A trent’anni dal suo arrivo a Milano, Javier Zanetti ha ripercorso la sua carriera e i momenti più significativi della sua vita nerazzurra in un’intervista rilasciata ai canali ufficiali dell’Inter. Il vicepresidente del club ha raccontato emozioni, ricordi e riflessioni che hanno segnato il suo percorso dentro e fuori dal campo.
27/08/1995 ➡️ 30 anni fa l'esordio in Serie A di Javier Zanetti. 🗓️🖤💙 pic.twitter.com/IM4tca0QdT
— Lega Serie A (@SerieA) August 27, 2025
L’arrivo a Milano e l’amore per l’Inter
“Ricordo ancora la mia presentazione in Terrazza Martini, con Facchetti, Suarez, Bergomi e il presidente Moratti. Fu una grande emozione per me e per la mia famiglia. Mio padre e mia madre presero per la prima volta un aereo per accompagnarmi”, ha raccontato Zanetti.
Il legame con il club si è consolidato sin da subito: “Mi sono innamorato dell’Inter fin dall’inizio, dell’atmosfera e del senso di famiglia. Volevo che i tifosi, i compagni e il presidente fossero fieri di me. Dopo trent’anni siamo ancora qui, insieme”.
Le sconfitte che insegnano
Zanetti non nasconde come le delusioni abbiano avuto un ruolo importante nella sua crescita: “Le sconfitte servono sempre. La finale persa con lo Schalke e lo scudetto mancato nel 2002 mi hanno fatto capire molto. Dalla rabbia nascono nuove opportunità”.
I trofei più significativi
Oltre alla Champions League del 2010, l’ex capitano ricorda con particolare affetto la Coppa Uefa vinta a Parigi: “Avevamo perso la finale l’anno precedente e c’era grande voglia di riscatto. Segnai anche un gol importante, con la mia famiglia sugli spalti”.
Ronaldo e gli altri compagni
Sull’esperienza accanto al “Fenomeno”, Zanetti non ha dubbi: “Quello che faceva Ronaldo in allenamento era sorprendente.
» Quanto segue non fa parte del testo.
PR #2839, opened 2020-08-07
Addition of -tr option for gdal_grid

Audifire:
## What does this PR do?
This pull requests implements the -tr parameter (mentioned here: https://lists.osgeo.org/pipermail/gdal-dev/2020-January/051472.html) to gdal_grid. The code is similar to already existing code in other binaries.
Tests have been added in PyTest, to show the equality of the -outsize and -tr parameter. Also documentation have been edited.

## Tasklist
 - [x] Add test case(s)
 - [x] Add documentation
 - [ ] Review
 - [ ] Adjust for comments

### DIFF
--- a/autotest/utilities/test_gdal_grid.py
+++ b/autotest/utilities/test_gdal_grid.py
@@ -888,6 +888,52 @@ def test_gdal_grid_clipsrc():
     ds = None
 
 ###############################################################################
+# Test -tr
+
+
+def test_gdal_grid_tr():
+    if gdal_grid is None:
+        pytest.skip()
+
+    #################
+    outfiles.append('tmp/grid_count_70_70.tif')
+    try:
+        os.remove(outfiles[-1])
+    except OSError:
+        pass
+
+    # Create a GDAL dataset from the values of "grid.csv".
+    gdaltest.runexternal(gdal_grid + ' -txe 440720.0 441920.0 -tye 3751320.0 3750120.0 -tr 60 60 -ot Byte -l grid -a count:radius1=70.0:radius2=70.0:angle=0.0:min_points=0:nodata=0.0 data/grid.vrt ' + outfiles[-1])
+
+    # We should get the same values as in "ref_data/grid_count_70_70.tif"
+    ds = gdal.Open(outfiles[-1])
+    ds_ref = gdal.Open('ref_data/grid_count_70_70.tif')
+    assert ds.GetRasterBand(1).Checksum() == ds_ref.GetRasterBand(1).Checksum(), \
+        ('bad checksum : got %d, expected %d' %
+              (ds.GetRasterBand(1).Checksum(), ds_ref.GetRasterBand(1).checksum_ref))
+    ds_ref = None
+    ds = None
+
+    #################
+    outfiles.append('tmp/grid_count_300_300.tif')
+    try:
+        os.remove(outfiles[-1])
+    except OSError:
+        pass
+
+    # Create a GDAL dataset from the values of "grid.csv".
+    gdaltest.runexternal(gdal_grid + ' -txe 440720.0 441920.0 -tye 3751320.0 3750120.0 -tr 60 60 -ot Byte -l grid -a count:radius1=300.0:radius2=300.0:angle=0.0:min_points=0:nodata=0.0 data/grid.vrt ' + outfiles[-1])
+
+    # We should get the same values as in "ref_data/grid_count_300_300.tif"
+    ds = gdal.Open(outfiles[-1])
+    ds_ref = gdal.Open('ref_data/grid_count_300_300.tif')
+    assert ds.GetRasterBand(1).Checksum() == ds_ref.GetRasterBand(1).Checksum(), \
+        ('bad checksum : got %d, expected %d' %
+              (ds.GetRasterBand(1).Checksum(), ds_ref.GetRasterBand(1).checksum_ref))
+    ds_ref = None
+    ds = None
+
+###############################################################################
 # Cleanup
 
 
--- a/autotest/utilities/test_gdal_grid.py
+++ b/autotest/utilities/test_gdal_grid.py
@@ -914,25 +914,6 @@ def test_gdal_grid_tr():
     ds_ref = None
     ds = None
 
-    #################
-    outfiles.append('tmp/grid_count_300_300.tif')
-    try:
-        os.remove(outfiles[-1])
-    except OSError:
-        pass
-
-    # Create a GDAL dataset from the values of "grid.csv".
-    gdaltest.runexternal(gdal_grid + ' -txe 440720.0 441920.0 -tye 3751320.0 3750120.0 -tr 60 60 -ot Byte -l grid -a count:radius1=300.0:radius2=300.0:angle=0.0:min_points=0:nodata=0.0 data/grid.vrt ' + outfiles[-1])
-
-    # We should get the same values as in "ref_data/grid_count_300_300.tif"
-    ds = gdal.Open(outfiles[-1])
-    ds_ref = gdal.Open('ref_data/grid_count_300_300.tif')
-    assert ds.GetRasterBand(1).Checksum() == ds_ref.GetRasterBand(1).Checksum(), \
-        ('bad checksum : got %d, expected %d' %
-              (ds.GetRasterBand(1).Checksum(), ds_ref.GetRasterBand(1).checksum_ref))
-    ds_ref = None
-    ds = None
-
 ###############################################################################
 # Cleanup
 
--- a/gdal/apps/gdal_grid_lib.cpp
+++ b/gdal/apps/gdal_grid_lib.cpp
@@ -845,7 +845,7 @@ GDALDatasetH GDALGrid( const char *pszDest, GDALDatasetH hSrcDataset,
             nXSize = static_cast<int>(dfXSize);
             nYSize = static_cast<int>(dfYSize);
         } else {
-            CPLError( CE_Failure, CPLE_AppDefined, "Invalid output size detected. Please check your -tr argument");
+            CPLError( CE_Failure, CPLE_IllegalArg, "Invalid output size detected. Please check your -tr argument");
 
             if(pbUsageError)
                 *pbUsageError = TRUE;
@@ -1137,7 +1137,7 @@ GDALGridOptions *GDALGridOptionsNew(char** papszArgv, GDALGridOptionsForBinary* 
         {
             psOptions->dfXRes = CPLAtofM(papszArgv[++i]);
             psOptions->dfYRes = CPLAtofM(papszArgv[++i]);
-            if( psOptions->dfXRes == 0 || psOptions->dfYRes == 0 )
+            if( psOptions->dfXRes <= 0 || psOptions->dfYRes <= 0 )
             {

Era nella sua piena maturità e avere lui in squadra era un vantaggio enorme”. Tra i compagni più simpatici, invece, ha ricordato Maicon e le sue trovate con i tifosi.
La fascia e la responsabilità
“La fascia da capitano era una grande responsabilità. L’Inter è la mia famiglia e davo sempre tutto per onorare quel ruolo”.
Uno dei momenti più intensi resta la notte di Madrid: “Il pianto dopo la Champions racchiudeva tutto: il completamento di un percorso e l’abbraccio con Mourinho, sapendo che sarebbe andato via”.

Gli allenatori e lo spirito di gruppo
Tra i tecnici che più lo hanno segnato cita Simoni, definito un padre, e Mourinho, che introdusse un metodo di lavoro completamente nuovo.
Lo spirito dell’Inter, secondo Zanetti, si riassume nella celebre semifinale contro il Barcellona: “Giocammo con un uomo in meno, ma la generosità di tutti ci portò all’obiettivo”.
L’ultima partita e il futuro
L’addio al calcio rimane un ricordo indelebile: “Contro la Lazio, con lo striscione dei compagni e i bambini con la maglia numero 4. Ogni minuto che passava sentivo che si avvicinava la fine”.
Oggi, da vicepresidente, guarda avanti: “L’Inter è una promessa da mantenere. Voglio contribuire e trasmettere i valori di questo club”.
La cavalcata nel derby e il primo boato di San Siro
Se deve scegliere un’azione simbolo della sua carriera, Zanetti non ha dubbi: “La cavalcata nel derby nei minuti finali, dalla nostra area fino a quella avversaria. Rappresenta il mio modo di interpretare il calcio”.
Infine, un ricordo speciale: “La prima partita, Inter-Vicenza nel 1995. Quel boato non lo dimenticherò mai. Non avrei immaginato che sarebbe stata la prima di 858 gare con l’Inter”.